Records from a data collection
________

PR #7727, opened 2025-02-05
feat: implemented details prop to the getItems function in the useClipboard hook

### LINKED ISSUE #7678: [Feature request] useClipboard: Add information to getItems so that the receiving onPaste can tell whether the user has cut or copied

I am using useClipboard inside our app to manage copying/pasting of custom components. In order to move our components properly around the app, we need to know whether the user is copying or cutting in the destination component, rather than in the source.

Currently, when using useClipboard, the DragItem (I think) provided by getItems does not contain any information about whether the user has copied or cut. You can access onCopy and onCut through useClipboard, and modify some external variable like a context or other state change, but you cannot use those event handlers to modify the actual data that gets sent. I could onCut delete the component and its various states, but due to how our state system is built, that requires an even more complex system.

It would be a lot simpler if that information was available to the receiving onPaste directly.

### 🤔 Expected Behavior?

useClipboard should provide a simple way for the receiving component to know whether the user initiated a copy or a cut. That way developers would have a simple solution for when they can't or don't want to immediately delete the source component on cut.

### 😯 Current Behavior

useClipboard provides onCopy and onCut, but these do not allow you to modify getItems. As a result, in order for the receiving component to know what action the user took, you currently must implement an external system to store that action somewhere else.

### 💁 Possible Solution

I posted a question about this [here](https://github.com/adobe/react-spectrum/discussions/7673), and a suggested solution from @reidbarber  was:

> We could probably support this by doing something like:

  `getItems?: (details: {type: 'cut' | 'copy'}) => DragItem[],`

> and passing the type for each when getItems is called.

### 🔦 Context

Our app has a bunch of custom components that can be moved around a board/map type interface. Copying and cutting each require independent functions, so we need to know which action the user took. onCopy and onCut inside useClipboard work, but I then have to store the result elsewhere.

To do this, I am simply accessing a context (copyContext in the example below) and storing it as a useRef value to prevent every component from rerendering when the user copies/cuts.

```
let copyContext = useContext(CopyContext);

let { clipboardProps } = useClipboard({
    getItems() {
        return [
          {
            "my-variable": "a random id string",
          },
        ];
    },
    onCopy() {
      if (copyContext) copyContext.current = "copy";
    },
    onCut() {
      if (copyContext) copyContext.current = "cut";
    }
  })

```

This is working fine but it is a band aid on an otherwise quite functional hook. A small change here would result in an improved developer experience.

### 💻 Examples

_No response_

### 🧢 Your Company/Team

_No response_

### 🕷 Tracking Issue

_No response_

Nevnet99:
Closes #7678

## ✅ Pull Request Checklist:

- [n/a] Looked at the Accessibility Practices for this feature - [Aria Practices](https://www.w3.org/WAI/ARIA/apg/)

## 📝 Test Instructions:

onItems change for the useClipboard hook now offers type in the onItems function this can be console.log()'d when the hook is used 

## 🧢 Your Project:

Nothing just looking to work on some open source :)

### DIFF
--- a/packages/@react-aria/dnd/src/useClipboard.ts
+++ b/packages/@react-aria/dnd/src/useClipboard.ts
@@ -18,7 +18,7 @@ import {useFocus} from '@react-aria/interactions';
 
 export interface ClipboardProps {
   /** A function that returns the items to copy. */
-  getItems?: () => DragItem[],
+  getItems?: (details: {type: "cut" | "copy"}) => DragItem[],
   /** Handler that is called when the user triggers a copy interaction. */
   onCopy?: () => void,
   /** Handler that is called when the user triggers a cut interaction. */
@@ -88,7 +88,7 @@ export function useClipboard(options: ClipboardProps): ClipboardResult {
 
     e.preventDefault();
     if (e.clipboardData) {
-      writeToDataTransfer(e.clipboardData, options.getItems());
+      writeToDataTransfer(e.clipboardData, options.getItems({type: 'copy'}));
       options.onCopy?.();
     }
   });
@@ -106,7 +106,7 @@ export function useClipboard(options: ClipboardProps): ClipboardResult {
 
     e.preventDefault();
     if (e.clipboardData) {
-      writeToDataTransfer(e.clipboardData, options.getItems());
+      writeToDataTransfer(e.clipboardData, options.getItems({type: 'cut'}));
       options.onCut();
     }
   });
--- a/packages/@react-aria/dnd/src/useClipboard.ts
+++ b/packages/@react-aria/dnd/src/useClipboard.ts
@@ -18,7 +18,7 @@ import {useFocus} from '@react-aria/interactions';
 
 export interface ClipboardProps {
   /** A function that returns the items to copy. */
-  getItems?: (details: {type: "cut" | "copy"}) => DragItem[],
+  getItems?: (details: {type: 'cut' | 'copy'}) => DragItem[],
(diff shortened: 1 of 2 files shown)


Nevnet99:
Any suggestions for the Storybook story ? looking into where to update the docs now ! :)

Nevnet99:
I've also signed the CLA after the workflow failed :)

snowystinger:
trying to get the cla to take

snowystinger:
I'm not sure why, maybe github is having some issues. Looks like you have a lint issue though, so maybe when that's addressed, the cla check will go through.

Nevnet99:
for the documentation it seems to auto gen from the types so I don't think I need to update any of the docs 
image

and ill take a look at the linting issue now :)

Nevnet99:
Should be all good I signed the CLA again incase I messed up any of the info might need to retrigger the workflow again in 10 or so mins

snowystinger:
Odd it's still not passing green. I know you double checked, but all I can think is that maybe the wrong e-mail was used for this PR compared to what you signed the CLA with? or your name/nickname maybe?

Nevnet99:
that'll be it my git config is using my works config damn, ill have a look at changing that

Nevnet99:
pushed an empty commit to trigger with the correct git user apologies

Nevnet99:
🎉  we got there in the end :)

snowystinger (approved):
Looks good, thanks for the tests

reidbarber (approved):
LGTM, thanks!

PR #265, opened 2023-02-22
Restore capacity to set the segment filename suffix as a UTC timestamp

biglittlebigben:
This also updated go-glib to fix a crash.


biglittlebigben:
This still needs to be updated to use go-glib off the main branch once we merge the corresponding PR

frostbyte73 (approved):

________

- _Required work_: Go through the data and copy each line exactly as it reads.

- _Written response_:
PR #7727, opened 2025-02-05
feat: implemented details prop to the getItems function in the useClipboard hook

### LINKED ISSUE #7678: [Feature request] useClipboard: Add information to getItems so that the receiving onPaste can tell whether the user has cut or copied

I am using useClipboard inside our app to manage copying/pasting of custom components. In order to move our components properly around the app, we need to know whether the user is copying or cutting in the destination component, rather than in the source.

Currently, when using useClipboard, the DragItem (I think) provided by getItems does not contain any information about whether the user has copied or cut. You can access onCopy and onCut through useClipboard, and modify some external variable like a context or other state change, but you cannot use those event handlers to modify the actual data that gets sent. I could onCut delete the component and its various states, but due to how our state system is built, that requires an even more complex system.

It would be a lot simpler if that information was available to the receiving onPaste directly.

### 🤔 Expected Behavior?

useClipboard should provide a simple way for the receiving component to know whether the user initiated a copy or a cut. That way developers would have a simple solution for when they can't or don't want to immediately delete the source component on cut.

### 😯 Current Behavior

useClipboard provides onCopy and onCut, but these do not allow you to modify getItems. As a result, in order for the receiving component to know what action the user took, you currently must implement an external system to store that action somewhere else.

### 💁 Possible Solution

I posted a question about this [here](https://github.com/adobe/react-spectrum/discussions/7673), and a suggested solution from @reidbarber  was:

> We could probably support this by doing something like:

  `getItems?: (details: {type: 'cut' | 'copy'}) => DragItem[],`

> and passing the type for each when getItems is called.

### 🔦 Context

Our app has a bunch of custom components that can be moved around a board/map type interface. Copying and cutting each require independent functions, so we need to know which action the user took. onCopy and onCut inside useClipboard work, but I then have to store the result elsewhere.

To do this, I am simply accessing a context (copyContext in the example below) and storing it as a useRef value to prevent every component from rerendering when the user copies/cuts.

```
let copyContext = useContext(CopyContext);

let { clipboardProps } = useClipboard({
    getItems() {
        return [
          {
            "my-variable": "a random id string",
          },
        ];
    },
    onCopy() {
      if (copyContext) copyContext.current = "copy";
    },
    onCut() {
      if (copyContext) copyContext.current = "cut";
    }
  })

```

This is working fine but it is a band aid on an otherwise quite functional hook. A small change here would result in an improved developer experience.

### 💻 Examples

_No response_

### 🧢 Your Company/Team

_No response_

### 🕷 Tracking Issue

_No response_

Nevnet99:
Closes #7678

## ✅ Pull Request Checklist:

- [n/a] Looked at the Accessibility Practices for this feature - [Aria Practices](https://www.w3.org/WAI/ARIA/apg/)

## 📝 Test Instructions:

onItems change for the useClipboard hook now offers type in the onItems function this can be console.log()'d when the hook is used 

## 🧢 Your Project:

Nothing just looking to work on some open source :)

### DIFF
--- a/packages/@react-aria/dnd/src/useClipboard.ts
+++ b/packages/@react-aria/dnd/src/useClipboard.ts
@@ -18,7 +18,7 @@ import {useFocus} from '@react-aria/interactions';
 
 export interface ClipboardProps {
   /** A function that returns the items to copy. */
-  getItems?: () => DragItem[],
+  getItems?: (details: {type: "cut" | "copy"}) => DragItem[],
   /** Handler that is called when the user triggers a copy interaction. */
   onCopy?: () => void,
   /** Handler that is called when the user triggers a cut interaction. */
@@ -88,7 +88,7 @@ export function useClipboard(options: ClipboardProps): ClipboardResult {
 
     e.preventDefault();
     if (e.clipboardData) {
-      writeToDataTransfer(e.clipboardData, options.getItems());
+      writeToDataTransfer(e.clipboardData, options.getItems({type: 'copy'}));
       options.onCopy?.();
     }
   });
@@ -106,7 +106,7 @@ export function useClipboard(options: ClipboardProps): ClipboardResult {
 
     e.preventDefault();
     if (e.clipboardData) {
-      writeToDataTransfer(e.clipboardData, options.getItems());
+      writeToDataTransfer(e.clipboardData, options.getItems({type: 'cut'}));
       options.onCut();
     }
   });
--- a/packages/@react-aria/dnd/src/useClipboard.ts
+++ b/packages/@react-aria/dnd/src/useClipboard.ts
@@ -18,7 +18,7 @@ import {useFocus} from '@react-aria/interactions';
 
 export interface ClipboardProps {
   /** A function that returns the items to copy. */
-  getItems?: (details: {type: "cut" | "copy"}) => DragItem[],
+  getItems?: (details: {type: 'cut' | 'copy'}) => DragItem[],
(diff shortened: 1 of 2 files shown)


Nevnet99:
Any suggestions for the Storybook story ? looking into where to update the docs now ! :)

Nevnet99:
I've also signed the CLA after the workflow failed :)

snowystinger:
trying to get the cla to take

snowystinger:
I'm not sure why, maybe github is having some issues. Looks like you have a lint issue though, so maybe when that's addressed, the cla check will go through.

Nevnet99:
for the documentation it seems to auto gen from the types so I don't think I need to update any of the docs 
image

and ill take a look at the linting issue now :)

Nevnet99:
Should be all good I signed the CLA again incase I messed up any of the info might need to retrigger the workflow again in 10 or so mins

snowystinger:
Odd it's still not passing green. I know you double checked, but all I can think is that maybe the wrong e-mail was used for this PR compared to what you signed the CLA with? or your name/nickname maybe?

Nevnet99:
that'll be it my git config is using my works config damn, ill have a look at changing that

Nevnet99:
pushed an empty commit to trigger with the correct git user apologies

Nevnet99:
🎉  we got there in the end :)

snowystinger (approved):
Looks good, thanks for the tests

reidbarber (approved):
LGTM, thanks!

PR #265, opened 2023-02-22
Restore capacity to set the segment filename suffix as a UTC timestamp

biglittlebigben:
This also updated go-glib to fix a crash.


biglittlebigben:
This still needs to be updated to use go-glib off the main branch once we merge the corresponding PR

frostbyte73 (approved):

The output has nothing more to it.